Issue #418, opened 2016-05-25
scaling down a deployment resource to 0 never returns


ravilr:
@jimmidyson 

looks like there is some issue with scaling down a deployment to 0.  the underlying Replicaset resource itself is scaled down to 0 and the pods are getting deleted. but, it waits on waitUntilDeploymentIsScaled forever..

at java.util.concurrent.CountDownLatch.await(CountDownLatch.java:231)
at io.fabric8.kubernetes.client.dsl.internal.DeploymentOperationsImpl.waitUntilDeploymentIsScaled(DeploymentOperationsImpl.java:92)
at io.fabric8.kubernetes.client.dsl.internal.DeploymentOperationsImpl.scale(DeploymentOperationsImpl.java:62)
at io.fabric8.kubernetes.client.dsl.internal.DeploymentOperationsImpl.scale(DeploymentOperationsImpl.java:39)

ravilr:
It seems the deployment controller manager doesn't write all the fields in deploymentStatus object, after scaling down to 0. i see only observedGeneration, but no replicas/updatedReplicas/availableReplicas fields.

stripped down output of `kubectl get deployment -o yaml` after scale down to 0.
```
apiVersion: extensions/v1beta1
kind: Deployment
metadata:
  .......
  generation: 8
......
spec:
  minReadySeconds: 30
  replicas: 0
.........
status:
  observedGeneration: 8
```

jimmidyson:
I thought I'd handled that properly in https://github.com/fabric8io/kubernetes-client/blob/master/kubernetes-client/src/main/java/io/fabric8/kubernetes/client/dsl/internal/DeploymentOperationsImpl.java#L80.

ravilr:
@jimmidyson Thanks again :)  the above change went in yesterday.  i'm still running release 1.3.92. will upgrade once there is a new release available on maven central.

jimmidyson:
Ah thanks for confirming - couldn't figure out what I'd broken :)

ravilr:
can we add a timeout to the countdownlatch await. same as rollingUpdater?

jimmidyson:
PR would be welcome - not sure we'll have time to get to that soon.

ravilr:
@jimmidyson  Will try to send a pr adding a scaleTimeout to all ClientScalableResources. 

Also, was looking at kubectl implementation of deleting a deployment resource:
[...]

PR #423, opened 2016-05-26
Fix deployment reaping & upgrade model

jimmidyson:
See https://github.com/fabric8io/kubernetes-client/issues/418#issuecomment-221744856

@ravilr This should fix the deployment reaping to be consistent with kubectl.


jimmidyson:
[merge]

▬▬▬▬▬▬

• [Task description]
Above are some records. Print them all exactly.

• [Result below]
Issue #418, opened 2016-05-25
scaling down a deployment resource to 0 never returns


ravilr:
@jimmidyson 

looks like there is some issue with scaling down a deployment to 0.  the underlying Replicaset resource itself is scaled down to 0 and the pods are getting deleted. but, it waits on waitUntilDeploymentIsScaled forever..

at java.util.concurrent.CountDownLatch.await(CountDownLatch.java:231)
at io.fabric8.kubernetes.client.dsl.internal.DeploymentOperationsImpl.waitUntilDeploymentIsScaled(DeploymentOperationsImpl.java:92)
at io.fabric8.kubernetes.client.dsl.internal.DeploymentOperationsImpl.scale(DeploymentOperationsImpl.java:62)
at io.fabric8.kubernetes.client.dsl.internal.DeploymentOperationsImpl.scale(DeploymentOperationsImpl.java:39)

ravilr:
It seems the deployment controller manager doesn't write all the fields in deploymentStatus object, after scaling down to 0. i see only observedGeneration, but no replicas/updatedReplicas/availableReplicas fields.

stripped down output of `kubectl get deployment -o yaml` after scale down to 0.
```
apiVersion: extensions/v1beta1
kind: Deployment
metadata:
  .......
  generation: 8
......
spec:
  minReadySeconds: 30
  replicas: 0
.........
status:
  observedGeneration: 8
```

jimmidyson:
I thought I'd handled that properly in https://github.com/fabric8io/kubernetes-client/blob/master/kubernetes-client/src/main/java/io/fabric8/kubernetes/client/dsl/internal/DeploymentOperationsImpl.java#L80.

ravilr:
@jimmidyson Thanks again :)  the above change went in yesterday.  i'm still running release 1.3.92. will upgrade once there is a new release available on maven central.

jimmidyson:
Ah thanks for confirming - couldn't figure out what I'd broken :)

ravilr:
can we add a timeout to the countdownlatch await. same as rollingUpdater?

jimmidyson:
PR would be welcome - not sure we'll have time to get to that soon.

ravilr:
@jimmidyson  Will try to send a pr adding a scaleTimeout to all ClientScalableResources. 

Also, was looking at kubectl implementation of deleting a deployment resource:
[...]

PR #423, opened 2016-05-26
Fix deployment reaping & upgrade model

jimmidyson:
See https://github.com/fabric8io/kubernetes-client/issues/418#issuecomment-221744856

@ravilr This should fix the deployment reaping to be consistent with kubectl.


jimmidyson:
[merge]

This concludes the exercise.